Surrogacy advertising free for all

This is a US advert I found on Twitter. If all restrictions on advertising are removed, Facebook and other social media companies will push adverts like this onto the feeds of young women – and no doubt likewise there’ll be no mention of the risks.

This will send out the message to young women that surrogacy is a reasonable way of solving their financial problems. We’re currently facing an unprecedented economic downturn that is hitting women and children hardest. Do we really want renting your womb to be one of the few options left for poor women to make the money needed for survival?

Do we really care so little in this country for our young women that we will put them through that? That we will suggest that it is a reasonable, safe thing to do?

We don’t allow advertising for things like smoking that carry health risks.
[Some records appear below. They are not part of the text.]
PR #116, opened 2024-12-10
OpenIOContextWithDictionary

oldma3095:
need open output with dictionary.
example:

d := astiav.NewDictionary()
_ = d.Set("pkt_size", "1316", 0)
ctx, err := astiav.OpenIOContextWithDictionary("udp://239.0.0.1:12345", astiav.NewIOContextFlags(astiav.IOContextFlagWrite), d)


asticode:
I'd rather keep only one function opening an io context therefore could you modify `OpenIOContext` directly by updating the link in its comment, adding the dictionnary as an argument and the logic inside of it? Also, can you modify examples that use this function?

io_context.go
```diff
@@ -108,12 +108,16 @@ func AllocIOContext(bufferSize int, writable bool, readFunc IOContextReadFunc, s
 	return
 }
 
-// https://ffmpeg.org/doxygen/7.0/avio_8c.html#ab1b99c5b70aa59f15ab7cd4cbb40381e
-func OpenIOContext(filename string, flags IOContextFlags) (*IOContext, error) {
+// https://ffmpeg.org/doxygen/7.0/avio_8c.html#ae8589aae955d16ca228b6b9d66ced33d
+func OpenIOContext(filename string, flags IOContextFlags, d *Dictionary) (*IOContext, error) {
```
asticode, line 112: Can you also add `ii *IOInterrupter` as an argument and provide it to `avio_iopen2`?
```go
var cii *C.AVIOInterruptCB = nil
if ii != nil {
  cii = &ii.c
}
C.avio_open2(&c, cfi, C.int(flags), cii, dc)
```
Don't forget to update examples and other places where it's used 👍

io_context_test.go
```diff
@@ -56,7 +56,9 @@ func TestIOContext(t *testing.T) {
 
 func TestOpenIOContext(t *testing.T) {
 	path := filepath.Join(t.TempDir(), "iocontext.txt")
-	c, err := OpenIOContext(path, NewIOContextFlags(IOContextFlagWrite))
+	d := NewDictionary()
```
asticode, line 59: I don't really see the point of providing a real `Dictionary` here since we're not asserting anything linked to it below, therefore you can remove
```go
d := NewDictionary()
_ = d.Set("k", "v", 0)
```

asticode (changes requested):

asticode:
Thanks for the PR! ❤️

PR #118, opened 2018-11-12
Fix VS2017 Compile issues and Add CI script

DsoTsin:


src/position.hh
```diff
@@ -76,6 +76,7 @@ namespace std {
 template <> struct hash<ccls::Range> {
   std::size_t operator()(ccls::Range x) const {
     union U {
+      U() {} // On VS2017, still need constructor here
```
MaskRay:
```
    union U {
      U() {}
      ccls::Range range;
      uint64_t u64;
    } u;
```

MaskRay: No comment is needed

cmake/FindClang.cmake
```diff
@@ -143,9 +143,10 @@ if(Clang_FOUND AND NOT TARGET Clang::Clang)
   set_target_properties(Clang::Clang PROPERTIES
     IMPORTED_LOCATION ${Clang_LIBRARY}
     INTERFACE_INCLUDE_DIRECTORIES "${Clang_INCLUDE_DIR};${Clang_BUILD_INCLUDE_DIR};${LLVM_INCLUDE_DIR};${LLVM_BUILD_INCLUDE_DIR}")
-
-  find_package(Curses REQUIRED)
-  find_package(ZLIB REQUIRED)
+  if(NOT WIN32)
```
MaskRay: Does msys2 build need Curses & ZLIB ?

CMakeLists.txt
```diff
@@ -58,8 +58,11 @@ if(MSVC)
             # roughly -Wno-sign-compare
```
MaskRay: I think `/wd4996` `/wd4722` may be unnecessary as loguru has been deleted for a long time... Can you do me a favor to check if that is the case?

.appveyor.yml
```diff
@@ -0,0 +1,22 @@
...
+
+platform:
+  - x64
+
+build:
+  parallel: true  # enable MSBuild parallel builds
+  verbosity: minimal
+
+install:
+  - if not exist llvm.tar.xz appveyor DownloadFile "https://ziglang.org/deps/llvm+clang-7.0.0-win64-msvc-release.tar.xz" -FileName llvm.tar.xz
```
MaskRay: Question: is this the best you can find? Will it download the archive again and again?

cmake/FindClang.cmake
DsoTsin: I don't have msys2 environments. With VS2017 toolchain, these libs are not required.

CMakeLists.txt
DsoTsin: /wd4996 is still needed, 4772 warning does't appear under MSVC 2017.

DsoTsin: Your can check the logs here, https://ci.appveyor.com/project/DsoTsin/ccls/builds/20224202

cmake/FindClang.cmake
MaskRay: I've changed it to `if(NOT MSVC)`. I think msys2 llvm still uses it (but I don't have a Windows environment to test)

MaskRay:
Please check if my amended version still builds

src/position.hh
myrgy: You may remove constryctor if you will swapunion fields.

MaskRay: > You may remove constryctor if you will swapunion fields.

What's the rule applied :)

myrgy: In general thats because defaul definition is not trivially constructible. You may try to add constexpr or remove initialization from Pos or swap union members.
In that case union will construct uint instead of Range. Please see https://ideone.com/iiHf5q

How on earth can it be justified for surrogacy which carries so many risks, including premature death?

Not for profit agencies

Another proposal is to allow ‘not for profit’ agencies, regulated by the Human Fertilisation and Embryology Authority (HFEA), to provide ‘matching and facilitation’ services.

On the surface, this may sound reasonable. But in practice even if they are technically ‘not for profit’, they will need to cover their costs, which no doubt will include swanky offices and hefty salaries for executives.
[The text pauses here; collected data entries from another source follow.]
PR #135, opened 2018-11-24
Make lsRange in documentLink narrower.

### LINKED ISSUE #132: Include incorrectly recognized as link.
A C++ include in code is incorrectly recognized as a link, and it offers "click to follow link" option on hover. See below:

screen shot 2018-11-23 at 10 43 09 pm

This should be disabled -- an include is not a link.

Riatre:
Fixes #132, kind of.

I just happen to have some naive "tokenization work" patch mentioned in https://github.com/MaskRay/ccls/issues/132#issuecomment-441293384 since without this, documentLink looks really ugly in VSCode.


MaskRay:
Thanks! I changed to a slightly compacter version.

PR #146, opened 2018-12-04
Track data flow into variables and function returns

LeszekSwirski:


src/indexer.cc
```diff
@@ -830,6 +831,125 @@ class IndexDataConsumer : public index::IndexDataConsumer {
            D->getKind() == Decl::CXXConversion))
         role = Role(role | Role::Implicit);
       do_def_decl(func);
+
+      if (is_def) {
+        class FuncVisitor : public RecursiveASTVisitor<FuncVisitor> {
+          public:
+            FuncVisitor(IndexDataConsumer* parent, 
+    IndexFile *db, SourceManager& SM, const LangOptions &Lang, int lid, const Decl* D) : parent(parent), db(db), SM(SM), Lang(Lang), lid(lid), root(D) {}
```
MaskRay: Misindented.

src/indexer.cc
```diff
@@ -830,6 +831,125 @@ class IndexDataConsumer : public index::IndexDataConsumer {
            D->getKind() == Decl::CXXConversion))
         role = Role(role | Role::Implicit);
       do_def_decl(func);
+
+      if (is_def) {
+        class FuncVisitor : public RecursiveASTVisitor<FuncVisitor> {
+          public:
+            FuncVisitor(IndexDataConsumer* parent, 
+    IndexFile *db, SourceManager& SM, const LangOptions &Lang, int lid, const Decl* D) : parent(parent), db(db), SM(SM), Lang(Lang), lid(lid), root(D) {} 
+            bool VisitFunctionDecl(FunctionDecl* decl) {
```
MaskRay: I've changed `.clang-format` to use the LLVM style.. so the argument should be written as `FunctionDecl *decl`. It may look weird as they have different CamelCase/camelCase conventions. I also find it a bit unnatural to fix existing Chromium style into LLVM but what I chose is that: for llvm related variables/types, use its naming convention (`VariableName` `funcName`) but for others use the Chromium one.

src/indexer.cc
```diff
@@ -830,6 +831,125 @@ class IndexDataConsumer : public index::IndexDataConsumer {
...
+              return true;
+            }
+            bool VisitBinAssign(BinaryOperator* binop) {
+              AddDataFlow(binop->getLHS(), binop->getRHS());
+              return RecursiveASTVisitor::VisitBinAssign(binop);
+            }
+            bool VisitVarDecl(VarDecl* decl) {
+              if (decl->hasInit()) {
```
MaskRay: These parentheses wrapping simple statements are very annoying. LLVM style tends to avoid them.

src/indexer.cc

This will mean that in practice commercial objectives will drive them and they will need to continuously seek new ‘business’ and new women who can be convinced or coerced to rent their wombs. This will inevitably lead to a rapid expansion in the number of surrogacy arrangements.

To hint at the reality, this slide shows two screenshots from the Brilliant Beginnings website. Brilliant Beginnings claims to be a not-for-profit agency but it was founded by Helen Prosser and Natalie Gamble from NGA Law which describes itself as “the UK’s leading fertility law firm” and which has publicly stated that they don’t think the Law Commissioners’ proposals go far enough.

No doubt Brilliant Beginnings stay within the letter of the UK law on non-profits, but it is hard to believe that they don’t introduce clients who need legal services to NGA Law and I can’t help wondering how many surrogacy arrangements they need to facilitate to pay for their central London office and staff?

The National Surrogacy Register

Children have a right to know their origins. Although we would prefer there to be no surrogacy in the UK, while even one child is born this way, there clearly needs to be a mechanism for them to find out where they came from. We therefore tentatively support the proposals for a national surrogacy register. The Law Commissioners propose that this should record the identity of the commissioning parents and the birth mother but only non-identifying information about the gamete donors, with children having access to it from the age of 16 or 18.

We believe it should also record identifying information about the gamete donors.

Current status of the Law Commission's surrogacy project

According to the Law Commission website, they are now “analysing the responses to the consultation and continuing to engage with stakeholders about the views they expressed” and monitoring the evolving case law.

After that, they’ll formulate their final recommendations to the Government and will produce draft legislation to put before Parliament – probably in early 2022.

It’s important that we raise awareness of this now and inform people about what the consequences will be for women and children so that we can form a resistance. We’ll provide suggestions for what you can do later in the webinar.

[*] One of the attendees at the webinar got in touch to tell us that in fact it is Cafcass, the Child and Family Court Support Service, who carry out this assessment, not social services as such.